- _TASK TO CARRY OUT_:
Return exactly and only these lines: the first of the listing through the one containing "In particular the".

· · ·

Issue #17, opened 2019-02-17
Sitreps and Chosen panels visible on mission infiltration screens


pledbrook:
See #16 for a screenshot demonstrating the problem. The screen is displaying panels that don't apply to the mission, i.e. active Chosen and sitreps. I tried to fix the sitreps panel [here](https://github.com/pledbrook/lwotc/blob/master/LongWarOfTheChosen/Src/LW_Overhaul/Classes/X2StrategyElement_LWMissionSources.uc#L73), but it doesn't seem to be working.

tracktwo:
This one should be resolved now too, I think.

pledbrook:
OK, cool. I just want to check before closing.

PR #20, opened 2019-02-19
Fix several issues with the GOp mission UI

### LINKED ISSUE #16: Mission infiltration and launch screens show confirm button in wrong place
screenshot 1

See how the Confirm button appears at the top of the screen on the right.

tracktwo:
Fixes #16 and #17

The interaction between the base `UIMission` and mission-specific
subtypes changed in WotC and the LW version needed some updates. This
change goes through the `UIMission_GOps` class from WOTC and updates the
LW version to be roughly equivalent.

In particular the class needs an empty `OnButtonSizeRealized` function
to avoid the base version moving the confirm button around (#16), and
the screen building needs to invoke the base class `BuildScreen` to
properly set up the chosen and sitrep UI elements (among others) so
they will be hidden when appropriate (#17).

It's probably better to split this file up into separate versions for
different mission types, but I didn't do that here. Non-GOp missions
may still have bugs because of this. Dark Event display may need
updating too.

### DIFF
--- a/LongWarOfTheChosen/Src/LW_Overhaul/Classes/UIMission_LWCustomMission.uc
+++ b/LongWarOfTheChosen/Src/LW_Overhaul/Classes/UIMission_LWCustomMission.uc
@@ -5,6 +5,11 @@
 //			 This is used for initiating infiltration/investigation of a mission site 
 //			 Launching a mission after investigation has begun is handled in UIMission_LWLaunchDelayedMission
 //--------------------------------------------------------------------------------------- 
+
+// WOTC TODO - This file is probably better split up into separate versions for particular mission sub-types like
+// they are in WOTC. These sub-classes involve many override functions called from the base UIMission and may need
+// to take different actions depending on which mission type is involved.
+
 class UIMission_LWCustomMission extends UIMission config(LW_Overhaul);
 
 enum EMissionUIType
@@ -175,21 +180,26 @@ simulated function String GetMissionTitle()
 
 simulated function BuildScreen()
 {
-	// Add Interception warning and Shadow Chamber info 
-	BindLibraryItem();
-	`LWACTIVITYMGR.UpdateMissionData(GetMission());
-	BuildMissionPanel();
-	BuildOptionsPanel();
-	class'UIUtilities_LW'.static.BuildMissionInfoPanel(self, MissionRef);
-
 	PlaySFX(GetSFX());
-
 	XComHQPresentationLayer(Movie.Pres).CAMSaveCurrentLocation();
+	`HQPres.StrategyMap2D.HideCursor();
 
 	if(bInstantInterp)
 		XComHQPresentationLayer(Movie.Pres).CAMLookAtEarth(GetMission().Get2DLocation(), CAMERA_ZOOM, 0);
 	else
 		XComHQPresentationLayer(Movie.Pres).CAMLookAtEarth(GetMission().Get2DLocation(), CAMERA_ZOOM);
+
+	// Add Interception warning and Shadow Chamber info
+	`LWACTIVITYMGR.UpdateMissionData(GetMission());
+
+	// Base version is responsible for showing most mission info, including the mission and options panels,
+	// shadow chamber, chosen, sitreps, etc.
+	super.BuildScreen();
+
+	// Add the LW-specific mission info: squad size, concealment type, evac mode, etc.
+	class'UIUtilities_LW'.static.BuildMissionInfoPanel(self, MissionRef);
+
+	BuildConfirmPanel();
 }
 
 // Called when screen is removed from Stack
@@ -316,6 +326,28 @@ simulated function AddIgnoreButton()
 	{
 		IgnoreButton.InitButton('IgnoreButton').Hide();
 	}
+}
+
+simulated function OnButtonSizeRealized()
+{
+	// Override - do nothing
+}
+
+simulated function UpdateData()
+{
+	// WOTC TODO different sfx for different missions?
+	`XSTRATEGYSOUNDMGR.PlaySoundEvent("Geoscape_AlienOperation");
+	XComHQPresentationLayer(Movie.Pres).CAMLookAtEarth(GetMission().Get2DLocation(), CAMERA_ZOOM);
+
+	BuildMissionPanel();
+	//RefreshNavigation();
+
+	super.UpdateData();
+}
+
+simulated function bool CanBackOut()
+{
+	return (super.CanBackOut() && class'XComGameState_HeadquartersXCom'.static.IsObjectiveCompleted('T0_M7_WelcomeToGeoscape'));
 }
 
 // ----------------------------------------------------------------------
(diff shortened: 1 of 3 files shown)


LongWarOfTheChosen/Src/LW_Overhaul/Classes/UIMission_LWCustomMission.uc
```diff
@@ -5,6 +5,11 @@
 //			 This is used for initiating infiltration/investigation of a mission site 
 //			 Launching a mission after investigation has begun is handled in UIMission_LWLaunchDelayedMission
 //--------------------------------------------------------------------------------------- 
+
+// WOTC TODO - This file is probably better split up into separate versions for particular mission sub-types like
+// they are in WOTC. These sub-classes involve many override functions called from the base UIMission and may need
+// to take different actions depending on which mission type is involved.
+
```
pledbrook: Agreed and I'll raise an issue for that.

LongWarOfTheChosen/Src/LW_Overhaul/Classes/UIMission_LWCustomMission.uc
```diff
@@ -318,6 +328,28 @@ simulated function AddIgnoreButton()
 	}
 }
 
+simulated function OnButtonSizeRealized()
```
pledbrook: In my version of this fix I added a comment that explained why this was empty. I can add it in later if you'd like. I like to explain unusual code so that others are aware of gotchas and don't try to prune stuff like this.

LongWarOfTheChosen/Src/LW_Overhaul/Classes/UIMission_LWCustomMission.uc
```diff
@@ -501,15 +537,17 @@ simulated function BuildGuerrillaOpsOptionsPanel()
...
 	LibraryPanel.MC.QueueString(""); //GetGOpsMissionLocString(2));
 	LibraryPanel.MC.QueueString(class'UIUtilities_Text'.default.m_strGenericConfirm);
-	LibraryPanel.MC.QueueString(bCanBackOut ? m_strIgnore : ""); // defined in UIX2SimpleScreen
+	LibraryPanel.MC.QueueString(CanBackOut() ? m_strIgnore : ""); // defined in UIX2SimpleScreen
 	LibraryPanel.MC.EndOp();
 
 	// ----------------------------------------------------------------------
 
+	// WOTC TODO Other mission types may be missing these
 	BuildConfirmPanel();
```
pledbrook: What do you think of removing this line? It doesn't do anything unless `LibraryPanel` is `none`, which should never be the case.

LongWarOfTheChosen/Src/LW_Overhaul/Classes/UIMission_LWCustomMission.uc
```diff
@@ -175,21 +180,26 @@ simulated function String GetMissionTitle()
...
+	`LWACTIVITYMGR.UpdateMissionData(GetMission());
+
+	// Base version is responsible for showing most mission info, including the mission and options panels,
+	// shadow chamber, chosen, sitreps, etc.
+	super.BuildScreen();
+
+	// Add the LW-specific mission info: squad size, concealment type, evac mode, etc.
+	class'UIUtilities_LW'.static.BuildMissionInfoPanel(self, MissionRef);
+
+	BuildConfirmPanel();
```
pledbrook: Is this worth it? I'm pretty sure it doesn't do anything. I think it's confusing to call a method that looks like it should do something with the Confirm and Ignore buttons, but in fact does nothing. Have I missed something?

LongWarOfTheChosen/Src/LW_Overhaul/Classes/UIMission_LWCustomMission.uc
tracktwo: It is apparently useless, yeah. The only reason I kept it was for symmetry with the original version. That's probably a lot less of an issue now unless they make another xpack or more DLC, but when that happens it's helpful to see exactly what changed from the base game versions and why. I can also just comment it out, with a comment explaining why.

tracktwo:
> Thanks for this!
> 
> Would you mind including `UIMission_LWLaunchDelayedMission`? It basically needs the same set of changes. It does have an additional problem of the "time left" information overlapping the Launch Mission button, but I'm happy to tackle that as a separate issue. If you don't have time, no worries.

Can do. I totally forgot there was another copy. I also suspect more changes will be needed here. It's been a long time since I played wotc but I think the mission info panel placement will need to change when a chosen is active. I will try to test it out and see what it looks like. There's a whole lot going on in these screens when dark events, sitreps, and chosen are active. I'm not sure where there will be space to put the mission info stuff.

pledbrook:
I'm thinking that a new panel will be needed, perhaps with a transparent background. Centre top. Not sure. But yes, definitely short of space in the main mission panels.

LongWarOfTheChosen/Src/LW_Overhaul/Classes/UIMission_LWCustomMission.uc
pledbrook: Sounds good to me.

tracktwo:
I've got the launch mission screen mostly working, but there is another hitch. The original XCOM2 buttons panel had blank space between the mission options buttons and the confirm/ignore buttons. LW2 used this empty space to show the infiltration status text (% infiltrated, time to 100%, enemy strength). WOTC shrunk this panel to make more room for the sitrep panel, eliminating this dead space, so now the infiltration text overlaps the confirm/ignore buttons. Will need to find a new place to put this text.

Attached is a screenshot that shows both the bad infil text and the mission brief overlapping the chosen info. Can probably solve both by moving the mission brief up a bit and adding the infiltration text to it. The mission brief was added later in LW2, if we had it from the start it probably would've been the logical place to put the infil status in the first place. The time to expiry is repeated in both places,for example.
bad_infil_text

pledbrook:
I'd be tempted to move Mission Brief to above the options panel and include the % infiltration and enemy readiness as you suggest. Happy to trust your judgement on this.

tracktwo:
The shadow chamber info will go above the options panel, so it can't go there. It can almost fit above the chosen without clipping the green reticle in the centre but it does overlap the pulsing red Chosen foggy stuff. I moved it top centre instead. It still seems too busy to me, and it's going to be crazy with both shadow chamber and sitrep stuff on there.

This is the kind of thing that can be tweaked endlessly, so I just have one more small change to make to the spacing when you aren't currently infiltrating and call it good enough for now. There is still some duplicated info here, the "Current enemy activity" and "Enemy readiness" are two different pieces of related information. That was a minor issue I had with the system before, and one a lot of people had when they weren't familiar with the infiltrating mechanics and were wondering why the mission said "extremely light" but then all of a sudden said "heavy".

better_infil

tracktwo:
It also makes my eye twitch a little bit that the infil timer says "Xd Yh" until 100% but the expiry says "X Days, Y Hours". :)

pledbrook:
I pretty much concur with everything you've said, including the eye twitching :smile: I'm sure we can improve this, but it's not a priority.

pledbrook:
Thanks for this BTW.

· · ·

- _SOLUTION FOR THIS TASK_:
Issue #17, opened 2019-02-17
Sitreps and Chosen panels visible on mission infiltration screens


pledbrook:
See #16 for a screenshot demonstrating the problem. The screen is displaying panels that don't apply to the mission, i.e. active Chosen and sitreps. I tried to fix the sitreps panel [here](https://github.com/pledbrook/lwotc/blob/master/LongWarOfTheChosen/Src/LW_Overhaul/Classes/X2StrategyElement_LWMissionSources.uc#L73), but it doesn't seem to be working.

tracktwo:
This one should be resolved now too, I think.

pledbrook:
OK, cool. I just want to check before closing.

PR #20, opened 2019-02-19
Fix several issues with the GOp mission UI

### LINKED ISSUE #16: Mission infiltration and launch screens show confirm button in wrong place
screenshot 1

See how the Confirm button appears at the top of the screen on the right.

tracktwo:
Fixes #16 and #17

The interaction between the base `UIMission` and mission-specific
subtypes changed in WotC and the LW version needed some updates. This
change goes through the `UIMission_GOps` class from WOTC and updates the
LW version to be roughly equivalent.

In particular the class needs an empty `OnButtonSizeRealized` function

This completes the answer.